Page 4 of On the Mountain

On the mountain for months on end? And other than that, only coming down once a month? I…couldn’t imagine that, didn’t know if I thought he was nuts for doing it or if I was jealous he had that life and I didn’t.

My gaze found the post office again, and I wondered what the mountain man was doing inside. Most likely checking his mail or sending something out, but what was it? I didn’t figure his bills came that way. But then, hell, did he even have internet? Electricity?

“Does he have power up there?” He had to, right? It was impossible to live without it.

“Yeah. He’s on the very edge of how far up he can go and still have power. He’s still secluded, though. Some of us went up there after the cult cleared out. It was weird as shit. I think they were Satanists.”

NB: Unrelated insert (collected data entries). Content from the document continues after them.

PR #252, opened 2019-09-11
Fixed compile_gatt.py in cmake so that CMakeLists.txt can be reused i…

piotrkundu:
…n port/esp32


mringwal:
Thanks for the fix. It did work for me on the mac before, too.
Do you think the ARGS in add_custom_command(..) makes a difference?
I've added the fixed to develop on 63b7463190f2043f1152b32e4e339faacbb6a711

PR #264, opened 2019-12-08
port/esp32: CMake file compilable with esp-idf v3.3

rafacouto:


mringwal:
Thanks for the CMake file. I need to double-check that the .gatt files are converted as well and compare to the esp32-cmake branch. Hope to get to this during this week.

mringwal:
Hi. I've updated the existing esp32-cmake branch to the current version of develop.
All examples that implement a GATT Server  need to compile the .gatt file into an .h file.

It should be possible with add_custom_command, as described in https://docs.espressif.com/projects/esp-idf/en/latest/api-guides/build-system.html -> Source Code Generation but I get the error

CMake Error at /Projects/esp32/esp-idf/tools/cmake/component.cmake:222 (message):
  CMake Error at
  /Projects/btstack/port/esp32/example/le_counter/main/CMakeLists.txt:2
  (add_custom_command):

    add_custom_command command is not scriptable

Any ideas?

mringwal:
I've got it working with help from  Espressif. Merged into develop (finally!)

rafacouto:
> I've got it working with help from Espressif. Merged into develop (finally!)

Good job! :+1:

PR #276, opened 2020-03-31
tool/compile_gatt.py: Open temp file in text mode.

jimmo:
This script fails otherwise because it's attempting to write `str` values not `bytes` to the file.


mringwal:
Hi Jim. Thanks for the pull request. Could you check if the version develop branch works for you?

There's a similar change 
https://github.com/bluekitchen/btstack/commit/d78181d6b767325004b088cd675da2dc4ab34323

We'll merge develop on master soon.

PR #277, opened 2020-03-31
port/libusb/README.md: Use {idProduct} instead of {device} in udev rules.

jimmo:
I was unable to get the example rules to work -- needs to use `{idProduct}` to match the PID. I'm not sure what the `{device}` attr is for, can't find any documentation for it.

Also adds an example rule for the BCM20702A dongle (which I'm using successfully with btstack now).


mringwal:
Hi Jim. Thanks for the patch. I have very little practical linux experience, but I believe the rules did work for me at least on time - and idProduct makes way more sense than device. Will merge  soon.

mringwal:
See commit above. Your example rule is identical to the first one in the list (I've improved the comment though).

PR #280, opened 2020-04-15
Update cycling_speed_and_cadence_service_server.c

verjus:
Corrects a small bug that prevents the last crank event time from being updated and sent along.


mringwal:
Thanks! I've applied your patch to the develop branch: https://github.com/bluekitchen/btstack/commit/ccf862b42fbb282d089f1fd9e2aa8158cc481ec7

PR #364, opened 2021-06-29
fix/compilation errors

zaporozhets:
This MR fixes a few compilation errors which appear with HAVE_USB_VENDOR_ID_AND_PRODUCT_ID and ENABLE_LOG_DEBUG flags enabled.


mringwal:
Thanks for reporting. I've made similar changes on the develop branch, which is used for the releases on master.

“I heard they were witches.” The second guy took a drag of his cigarette. “The guy is batshit crazy. Doesn’t even fuckin’ speak.”

“He’s mute?”

They both shrugged, but then the first man said, “I don’t know what the fuck it is. I just know he doesn’t talk. I think there’s something wrong with him.”

I thought there was something wrong with them, talking about him the way they did. It was always so damn easy for people to judge others if they didn’t live the exact same way they did, to judge people for addiction or mental illness or, hell, the color of their skin or who they loved. I’d seen it a million times. I wasn’t surprised anymore. All it did was make me feel even more intensely this heaviness that lived inside my bones.

I tuned them out as they talked about the mountain man. My eyes were riveted on the door until he came out, my breath catching in my throat. He put a bag into the cab of his truck, then walked down the street until he disappeared.

I wanted to know more about him. Why he was alone, and why he didn’t speak. If it was a choice or if he couldn’t. I wanted to know why he’d gone back up that mountain after his own dad tried to kill him. I wanted to know what it was like to be secluded that way.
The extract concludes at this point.